En 1917, un año antes del final de la "Gran Guerra", fue sometida a juicio en Francia acusada de espionaje, de ser una agente doble para Alemania y de haber sido la causa de la muerte de miles de soldados. Fue declarada culpable sin pruebas concluyentes y basadas en hipótesis no probadas que hoy en día (principios del siglo XXI) no se sostendrían en un juicio moderno. De hecho, una asociación de su ciudad natal solicitó al Ministerio de Justicia francés una revisión póstuma del caso, pero esta petición no fue atendida.

El día de su captura, pidió que se le diera tiempo para ducharse y cambiarse, pero al cabo de unos minutos, regresó completamente desnuda y repartiendo bombones a sus captores, en una acción fallida por disuadirlos.

Fue ejecutada por un pelotón de fusilamiento el 15 de octubre de 1917, en Vincennes. La leyenda sostiene que la escuadra tuvo que ser vendada para no sucumbir a sus encantos. Sin embargo, son probados los hechos de que lanzó un beso de despedida a sus ejecutores y que, de los 12 soldados que constituían el pelotón de fusilamiento, sólo acertaron 4 disparos, uno de ellos en el corazón, causándole la muerte instantánea. El oficial al mando, como así se disponía en estos casos, ultimó el acto innecesariamente con un disparo de gracia en la sien. La noticia recorrió el mundo.
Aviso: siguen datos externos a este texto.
PR #2310, opened 2016-12-27
allow frame durations of less than 10 milliseconds

gboeing:

Allow saving animated GIFs with frame durations of less than 10 milliseconds to make smoother animations. Currently, when pillow saves a GIF it divides the duration attribute by 10 then converts to int. This rounds any duration less than 10 to 0, which falls back to the default duration. The changes in this PR remove the division by 10 (and the concomitant multiplication by 10) so durations less than 10 can be saved. Demonstrated [here](https://github.com/gboeing/lorenz-system/blob/master/lorenz-system-attractor-animate.ipynb).

### DIFF
--- a/PIL/GifImagePlugin.py
+++ b/PIL/GifImagePlugin.py
@@ -187,7 +187,7 @@ class GifImageFile(ImageFile.ImageFile):
                     flags = i8(block[0])
                     if flags & 1:
                         self.info["transparency"] = i8(block[3])
-                    self.info["duration"] = i16(block[1:3]) * 10
+                    self.info["duration"] = i16(block[1:3])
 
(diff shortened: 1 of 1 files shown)


wiredfool:
I don't think that's doing what you think it's doing:

from https://en.wikipedia.org/wiki/GIF#Animated_GIF
```
The animation delay for each frame is specified in the GCE in hundredths of a second. Some economy of data is possible where a frame need only rewrite a portion of the pixels of the display, because the Image Descriptor can define a smaller rectangle to be rescanned instead of the whole image. Displays that do not support animated GIFs show only the first frame.
```

We do durations in milliseconds, probably for compatibility across image formats. Gif only does hundredths, so you've effectively changed the parameter to hundredths.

Hay incluso una narración periodística que detalla este dramático momento, describiendo la expresión de su rostro, la forma en que cayó y la disposición final del cuerpo en el suelo.

Su cuerpo, que no fue enterrado, se empleó para el aprendizaje de anatomía de los estudiantes de Medicina, como se hacía con los ajusticiados en aquella época, pero su cabeza, embalsamada, permaneció en el Museo de Criminales de Francia hasta 1958, año en el que fue robada, seguramente por un admirador.